Stored data entries
------------------------------------

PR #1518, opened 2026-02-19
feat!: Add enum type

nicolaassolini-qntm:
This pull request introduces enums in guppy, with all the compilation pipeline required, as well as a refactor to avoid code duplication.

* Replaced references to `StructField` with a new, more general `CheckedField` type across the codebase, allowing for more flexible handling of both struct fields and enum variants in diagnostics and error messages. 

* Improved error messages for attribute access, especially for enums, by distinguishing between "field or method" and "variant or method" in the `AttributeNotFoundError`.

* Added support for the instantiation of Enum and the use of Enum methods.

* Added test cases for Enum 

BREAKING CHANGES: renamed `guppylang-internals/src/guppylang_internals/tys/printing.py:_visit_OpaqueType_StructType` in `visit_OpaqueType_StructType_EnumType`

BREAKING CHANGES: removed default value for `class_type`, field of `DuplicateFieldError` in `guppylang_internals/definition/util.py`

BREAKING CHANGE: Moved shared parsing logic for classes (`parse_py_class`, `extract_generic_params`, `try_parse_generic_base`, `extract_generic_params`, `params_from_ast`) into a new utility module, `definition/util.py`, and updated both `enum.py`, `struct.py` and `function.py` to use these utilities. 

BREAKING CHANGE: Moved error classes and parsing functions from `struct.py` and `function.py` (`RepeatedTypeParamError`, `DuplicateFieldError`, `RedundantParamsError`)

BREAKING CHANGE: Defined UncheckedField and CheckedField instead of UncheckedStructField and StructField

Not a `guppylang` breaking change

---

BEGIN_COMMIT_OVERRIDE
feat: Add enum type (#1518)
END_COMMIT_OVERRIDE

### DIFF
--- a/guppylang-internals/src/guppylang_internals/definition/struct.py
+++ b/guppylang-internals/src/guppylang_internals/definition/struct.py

------------------------------------

▶ _About this exercise_:
Exactly as they appear, retype the lines from the start of the records through the line containing "BEGIN_COMMIT_OVERRIDE".

▶ _Exercise output_:
PR #1518, opened 2026-02-19
feat!: Add enum type

nicolaassolini-qntm:
This pull request introduces enums in guppy, with all the compilation pipeline required, as well as a refactor to avoid code duplication.

* Replaced references to `StructField` with a new, more general `CheckedField` type across the codebase, allowing for more flexible handling of both struct fields and enum variants in diagnostics and error messages. 

* Improved error messages for attribute access, especially for enums, by distinguishing between "field or method" and "variant or method" in the `AttributeNotFoundError`.

* Added support for the instantiation of Enum and the use of Enum methods.

* Added test cases for Enum 

BREAKING CHANGES: renamed `guppylang-internals/src/guppylang_internals/tys/printing.py:_visit_OpaqueType_StructType` in `visit_OpaqueType_StructType_EnumType`

BREAKING CHANGES: removed default value for `class_type`, field of `DuplicateFieldError` in `guppylang_internals/definition/util.py`

BREAKING CHANGE: Moved shared parsing logic for classes (`parse_py_class`, `extract_generic_params`, `try_parse_generic_base`, `extract_generic_params`, `params_from_ast`) into a new utility module, `definition/util.py`, and updated both `enum.py`, `struct.py` and `function.py` to use these utilities. 

BREAKING CHANGE: Moved error classes and parsing functions from `struct.py` and `function.py` (`RepeatedTypeParamError`, `DuplicateFieldError`, `RedundantParamsError`)

BREAKING CHANGE: Defined UncheckedField and CheckedField instead of UncheckedStructField and StructField

Not a `guppylang` breaking change

---

BEGIN_COMMIT_OVERRIDE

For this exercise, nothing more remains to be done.